1 John 5:17 says, “All wrongdoing is sin, but there is sin which is not mortal.” The Church accordingly refers to mortal sins as our freely chosen, gravely evil acts that destroy God’s love in our hearts. These sins forfeit our hope of eternal life with God unless we ask God to forgive them through the sacrament of reconciliation (confession).

Unlike mortal sins, venial sins hurt the soul but do not kill God’s grace within it. These are sins that people commit in their day-to-day life that do not completely separate them from God but do hurt their relationship with him. Catholics don’t have to confess these sins to a priest (but they can if they wish), and the Eucharist also cleanses us of these sins. But what happens to people who don’t seek the sacraments and die in an unclean state of venial sin?

Since these people died in a state of grace and friendship with God, there is no possibility they will go to hell. But Revelation 21:27 says that nothing unclean will be in heaven. It logically follows, therefore, that these saved souls will be purged of their sins prior to spending eternity with God. According to the Catechism, “The Church gives the name purgatory to this final purification of the elect, which is entirely different from the punishment of the damned” (CCC 1031).

Purgatory is not an alternative to heaven and hell nor is it a “second chance” to choose God. All souls that go to purgatory belong to people who died in God’s friendship. Purgatory isn’t a place as much as it is a state of existence after death, where we will be purified from sin. C.S. Lewis understood that because God loves us so much he won’t let us stay attached to any kind of sin, including minor ones, for all eternity.

It is natural for humans to want to make up for the wrong they have done, but no amount of work on our part can make up for the wrong caused by our sins against an infinitely holy God. (Only Christ’s sacrifice can do that.) We can, however, make up for the temporal or earthly consequences of our sins.

Here’s a way to understand the difference.

If my five-year-old son recklessly breaks a neighbor’s window, I will pay for the window because he cannot. If my son is sorry for what he did then I will forgive him, but I will also ask him to perform extra chores to make up for his bad behavior. This satisfies his conscience’s desire to make amends and also helps him learn a valuable lesson.

We might think discipline is the opposite of love, but if you’ve ever been around a spoiled child you see that the lack of discipline can make a person angry, frustrated, selfish, and just plain miserable. Since God is our loving father, he also graciously corrects us, or as the Bible says, “The Lord disciplines him whom he loves, and chastises every son whom he receives.” (Heb. 12:6)

If Christ’s sacrifice is perfect and infinitely atones for sin, then why is purgatory even necessary? It’s necessary because Christ’s perfect sacrifice must be applied to each individual in different ways.

Those who reject Christ’s offer of salvation, for example, won’t have the saving effects of Christ’s sacrifice applied to them. Believers who are attached to sin in this life will have the effects of Christ’s sacrifice applied to them after death in purgatory.
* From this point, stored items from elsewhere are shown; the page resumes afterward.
PR #1759, opened 2024-08-14
chore: Update gltf collider only when transform has changed

dalkia:
## What does this PR change?

Does the collider bounds analysis only if the associated transform has [changed](https://docs.unity3d.com/es/530/ScriptReference/Transform-hasChanged.html)

In GP, it goes from this

image

to this

image

@mikhail-dcl This won't work if users can modify the `center/size` of the collider on their own. Do you know if this is possible? AFAIK, its not

## How to test the changes?

1. Walk around GP and collide against things. You should collide just right
2. Go to goerli plaza realm and walk around

## Our Code Review Standards


m3taphysics (approved):

mikhail-dcl:
users can't modify the center and the size of the collider

mikhail-dcl (approved):

Issue #1202, opened 2024-05-31
Add max height to scene shader outside-scene-bounds discarding logic


pravusjif:
The maximum height a scene can use depending on its amount of parcels is not being taken into account by the scene shader that takes care of discarding the out-of-scene-bounds rendering.

Here are the current scene limitation values: https://docs.decentraland.org/creator/development-guide/sdk7/scene-limitations/

m3taphysics:
We need the C# side integrating for the scene heights.

PR #1787, opened 2024-08-15
Fixed: Add max height to scene shader outside-scene-bounds discarding logic

QThund:
fix: #1202 

## What does this PR change?

- Now colliders are disabled if any part of them is above a vertical limit.
- Now the parts of a mesh that are above a vertical limit are invisible.
- The vertical limit is calculated according to the documentation: log2(n+1) x 20 meters, where n is the amount of parcels in the scene.

## How to test the changes?

1. Launch the explorer
2. Move an entity of the scene you are visiting, with a MeshCollider component, upwards until the collider gets disabled.
3. At the same time, if the entity has a MeshRenderer component, its geometry should look clipped above the height of the scene.


Explorer/Assets/DCL/Interaction/Raycast/Tests/ExecuteRaycastSystemShould.cs
```diff
@@ -42,7 +42,7 @@ public class ExecuteRaycastSystemShould : UnitySystemTestBase<ExecuteRaycastSyst
         public void SetUp()
         {
             ISceneData sceneData = Substitute.For<ISceneData>();
-            sceneData.Geometry.Returns(new ParcelMathHelper.SceneGeometry(UnityEngine.Vector3.zero, new ParcelMathHelper.SceneCircumscribedPlanes()));
+            sceneData.Geometry.Returns(new ParcelMathHelper.SceneGeometry(UnityEngine.Vector3.zero, new ParcelMathHelper.SceneCircumscribedPlanes(), 0.0f));
```
NickKhalow, line 45: I suggest to avoid `UnityEngine.Vector3.zero` we could use "using UnityEngine"

Explorer/Assets/DCL/Interaction/PlayerOriginated/Tests/WritePointerEventResultsSystemShould.cs
```diff
@@ -28,7 +28,7 @@ public class WritePointerEventResultsSystemShould : UnitySystemTestBase<WritePoi
         public void SetUp()
         {
             ISceneData sceneData = Substitute.For<ISceneData>();
-            sceneData.Geometry.Returns(new ParcelMathHelper.SceneGeometry(Vector3.zero, new ParcelMathHelper.SceneCircumscribedPlanes()));
+            sceneData.Geometry.Returns(new ParcelMathHelper.SceneGeometry(Vector3.zero, new ParcelMathHelper.SceneCircumscribedPlanes(), 0.0f));
```
NickKhalow, line 31: 0.0f could be replaced with a const "MaxHeight"

NickKhalow (approved):
LGTM, I left a couple of comments

mikhail-dcl (approved):

Explorer/Assets/DCL/Interaction/Raycast/Tests/ExecuteRaycastSystemShould.cs
QThund: Ok. It's not related to my changes but I will do it.

Explorer/Assets/DCL/Interaction/PlayerOriginated/Tests/WritePointerEventResultsSystemShould.cs
QThund: It's a default value, like Vector3.zero. It has no meaning.

sandrade-dcl (approved):
LGTM! (Congrats for your first PR 🎉)

Explorer/Assets/DCL/Interaction/Raycast/Tests/ExecuteRaycastSystemShould.cs
QThund: I've just realilzed that the tests use that namespace because they have to distinguish Unity's Vector3 from Protobuf's. I'm not changing it this time.

dalkia (approved):
QA tested and working as expected! When the  material is correctly assigned, the renderer and collider dissapears as expected

We have a pending issues with ABs, but that will be handled on another PR.

https://github.com/user-attachments/assets/d21c7cca-64fb-459b-a387-1c802fa3a1f5

PR #1810, opened 2024-08-16
fix: Mutex lock

dalkia:
## What does this PR change?

Mutex does not ensure a FIFO way fo handling threads, thats handle by the operating system and its threading policy.

In Mac, a very common situation was that the ECS world was always acquiring the mutex, and the JS was held on a waiting state. Therefore, the scene did not crash with an exception, but was rather on an idle state.

This PR drops the mutex and creates a custom queue to handle priority of thread running. This can be achieved using `ManualResetEventSlim`

It also fixes message logging for when the message contains a json with '{}'. Currently, the message could not be logged because formatting was broke

## How to test the changes?

1. Launch the explorer
2. Go to GP. Walk around
3. Teleport to `boedo.dcl.eth`. Spawn cubes, change colors
4. Go to `Metdayne` and play a little bit
5. Go back to Genesis City. Go to differente SDK7 scenes. Check that everything loads and looks fine

## Our Code Review Standards


Explorer/Assets/Scripts/Utility/Multithreading/MutexSync.cs
```diff
@@ -8,7 +10,8 @@ public class MutexSync : IDisposable
     {
         private static readonly CustomSampler SAMPLER;
 
-        private readonly Mutex mutex = new ();
+        private readonly object _lock = new();
```
lorux0, line 13: Remove `_` prefix

lorux0 (approved):

mikhail-dcl (approved):

PR #1811, opened 2024-08-16
chore: add different send rates for moving and still player

popuz:
## What does this PR change?

Decreased message send rate for network movement:
10 HZ (10 msg/sec) -when moving 
1 HZ (1 msg/sec)- when still

## How to test the changes?

1. Launch the explorer with your test buddy 
2. .Verify that movement of your friend as in prod


dalkia (commented):
Can you cache this bool so you dont recalculate it on the lines below?

Also, not sure if it will work, but you can try [Transform](https://docs.unity3d.com/es/530/ScriptReference/Transform.html).hasChanged to save yourself from doing the epsilon calculation

Explorer/Assets/DCL/Multiplayer/Movement/Systems/PlayerMovementNetSendSystem.cs
```diff
@@ -53,13 +62,20 @@ ref JumpInputComponent jump
...
             float timeDiff = UnityEngine.Time.unscaledTime - playerMovement.LastSentMessage.timestamp;
 
-            foreach (SendRuleBase sendRule in settings.SendRules)
-                if (timeDiff > sendRule.MinTimeDelta
-                    && sendRule.IsSendConditionMet(timeDiff, in playerMovement.LastSentMessage, in anim, in stun, in move, in jump, playerMovement.Character, settings))
-                {
-                    SendMessage(ref playerMovement, view, in anim, in stun, in move);
-                    return;
-                }
+            if (IsMoving(playerMovement) && sendRate > MOVE_SEND_RATE)
```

Theologians like Pope Benedict XVI have even speculated that the cleansing fire of purgatory is none other than Christ Himself. He writes:

“Some recent theologians are of the opinion that the fire which both burns and saves is Christ Himself, the Judge and Savior. The encounter with Him is the decisive act of judgment. Before His gaze all falsehood melts away. This encounter with Him, as it burns us, transforms and frees us, allows us to become truly ourselves.”

Purgatory doesn’t take away from Christ’s work, but rather it is Christ’s work. It is not something the Church created in order to force people to work their way into heaven. Purgatory is instead something God created so that the grace His Son obtained for us on the cross could make us “holy and blameless and irreproachable before Him” (Col. 1:22-23), free from the pain and penalty of sin, and ready to enter into eternal glory with Christ our Lord.”